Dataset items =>
____
PR #162, opened 2022-03-22
Separate out conditional generation scoring

neubig:
As I started working on the conditional generation code to expand its functionality I realized it was saving `self.score_dict`, which made the processor stateful (and complicates the saving of statistics to the DB, as @OscarWang114 is working on). This PR splits off the calculation of scoring functions into a separate function.

### DIFF
--- a/explainaboard/processors/conditional_generation.py
+++ b/explainaboard/processors/conditional_generation.py
@@ -106,12 +106,14 @@ class ConditionalGenerationProcessor(Processor):
             existing_features, statistics, lambda x: x['source']
         )
 
-    def _complete_features(
-        self, sys_info: SysOutputInfo, sys_output: List[dict], external_stats=None
-    ) -> List[str]:
-        """
-        This function is used to calculate features used for bucketing, such as sentence_length
-        :return:
+    def _gen_scoring_stats(
+        self, sys_info: SysOutputInfo, sys_output: List[dict]
+    ) -> Any:
+        """Generate sufficient statistics for scoring.
+
+        :param sys_info: Information about the system outputs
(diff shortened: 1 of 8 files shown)


explainaboard/processors/conditional_generation.py
```diff
@@ -106,12 +106,14 @@ def _get_fre_rank(self, existing_features: dict, statistics: Any):
...
 
-    def _complete_features(
-        self, sys_info: SysOutputInfo, sys_output: List[dict], statistics=None
-    ) -> List[str]:
-        """
-        This function is used to calculate features used for bucketing, such as sentence_length
-        :return:
+    def _gen_scoring_stats(
+        self, sys_info: SysOutputInfo, sys_output: List[dict]
+    ) -> Any:
```
OscarWang114, line 111: It seems the function is returning a dictionary. We could be more explicit by using dict Instead of Any.

OscarWang114 (commented):
Thanks for the helpful PR! I added some comments.

explainaboard/processors/conditional_generation.py
neubig: I debated about this, but I think theoretically the scoring stats could be in a different format. For example, a numpy array would be a good option. Maybe we can leave it as "Any" for now.

neubig:
Thanks for the comments, @OscarWang114 ! I believe they've been resolved unless you feel strongly about the typing issue.

explainaboard/processors/conditional_generation.py
OscarWang114: Ah I see, then Any is fine!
____
Compute the number of lines above that contain the string "about". Reply with that value only.

Solution to the problem => 3